Wait, wasn’t CAA’s Bryan Lourd supposed to be able to bend studios to his will? That was the lesson of Scarlett Johansson’s mid-pandemic standoff with Disney over Black Widow, right? Johansson, a Lourd client, was forced by C.E.O. Bob Chapek to sue for her box office bonuses, and 18 months later, ScarJo got paid, Chapek was out, and Lourd was celebrating himself as dealmaker of the year. With CAA gobbling up ICM Partners and Lourd stealing Charlize from Ari Emanuel, he sent an unsubtle message to executives who dared to say no to him: Don’t.
But now that Netflix film chief Scott Stuber has passed on the rare opportunity to spend $150 million on a Nancy Meyers romantic comedy, $20 million more than Stuber was prepared to shell out, Lourd finds himself in fix-it mode on another movie money blowup involving Johansson, one that also says a lot about the state of the industry.
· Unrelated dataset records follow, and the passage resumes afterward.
PR #1982, opened 2026-08-17
ilapfuncs updates

stark4n6:
- Deprecate  and remove logdevinfo
- Update device_info to truncate source if needed


ileapp.py
stark4n6, line 1: @abrignoni this was the pesky item, I don't think it's needed but maybe I'm wrong

abrignoni:
Ran this against jess_ios15 with a profile of the affected artifacts. Row counts match the pre-merge main and the Device Info page looks right: the source tooltips are the relative extraction path now instead of the local output folder, and the wipe indicators land in their own section instead of loose lines at the top. Nice cleanup.

One thing this broke on the way in. `admin/test/scripts/test_module.py` line 183 patched the removed function without `create=True`:

```python
patch('scripts.ilapfuncs.logdevinfo', mock_logdevinfo),
```

That threw `AttributeError: ... does not have the attribute 'logdevinfo'`, so the module test harness failed before running any artifact. CI did not catch it because the file has no TestCase, so unittest discover just imports it and moves on. Already fixed on main in 86d12c3a.

Two smaller things:

- Nothing reads `apple_device_region_code_to_region.json` yet. When the lookup gets wired up, keep in mind eight of the keys are a single letter and `lookup_metadata` is a flat get, so it has to match the longest suffix first or a code like `TA` resolves on `T`. Where did the mapping come from? Good to have the source on hand before it shows up in a report.
- The docs still described logdevinfo as being deprecated and the generator still scanned for it, so the generated table came back empty. Cleaned up in #1990.

Thanks Kevin.

stark4n6:
@abrignoni region code usage is coming in a future parser, will test it further to make sure it's proper

PR #1983, opened 2026-08-17
feat: add Destination Caller ID column to SMS artifact

vikrosj:
message.destination_caller_id records the local phone number the device used for a given message transaction (e.g. useful on dual-SIM or multi-identity devices). Account/Account Login fields is still kept. Uses  destination_caller_id to label sent messages in the threaded conversation view, replacing the existing message.account value.

For reference to destination_caller_id see [thebinaryhick](https://thebinaryhick.blog/2022/12/06/mo-sims-mo-problems-examining-phones-with-dual-sims/)


abrignoni:
Thanks for the contribution!

The changed artifact modules cite public research images in their `sample_data`, so a maintainer can generate the test fixtures from those images. Nothing is needed from you, though you are welcome to add the fixtures yourself with `admin/test/scripts/make_test_data.py`.

- `sms.py`: cites `abe_ios16`, `ctf2020_ios12`, `dexter_ios18`, `felix23_ios16`, `felix_ios17`, `hickman_ios13`, `hickman_ios14`, `iphone11_ios17`, `iphone12_ios18`, `iphone14plus_ios18`, `magnet_ios16`, `otto_ios17`; a maintainer can generate the fixture.

abrignoni:
Thanks for adding this, the destination caller ID is a good column to surface.

Two things before this can merge.

The DataFrame column list in the chat-view block got reordered when the new column went in, but the data_list tuples kept their original order, so 20 of the 22 positions now carry the wrong label. Running the module against the committed sms test case (josh_ios15_ffs) crashes with KeyError: 'image.000000.jpg' in chat_rendering.py, because the tuple's attachment filename lands under content-type. The report table itself is fine, data_headers and the tuple still agree. The fix is one list: keep the original column order and insert 'Destination Caller ID' at position 15, right after 'Account Login', which is where record[22] sits in the tuple.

And in this fight, Lourd, Meyers’ lead agent Craig Gering, and the rest of Team CAA, don’t seem to have the town on their side.
When I first broke the news on March 5 that Netflix was holding the budget line for Meyers’ Paris Paramount at a still-surprising $130 million, my texts blew up with messages from producers and executives who couldn’t understand why that sum wasn’t sufficient. After all, the logline—two filmmaker exes are forced to work together, based in part on Meyers’ relationship with former collaborator Charles Shyer—didn’t scream action-adventure or C.G.I. “This was not just a huge number—it was an insane, unthinkable, unrealistic sum,” my pal Stephen Galloway, dean of Chapman’s film school, told the LA Times today. One producer texted me three pig emojis, suggesting that CAA, which reps Meyers and Johansson, as well as her probable co-star Penélope Cruz (UTA has Owen Wilson and Michael Fassbender is agent-less), was being piggish in demanding an $80 million trough of above-the-line talent deals, including producers and such.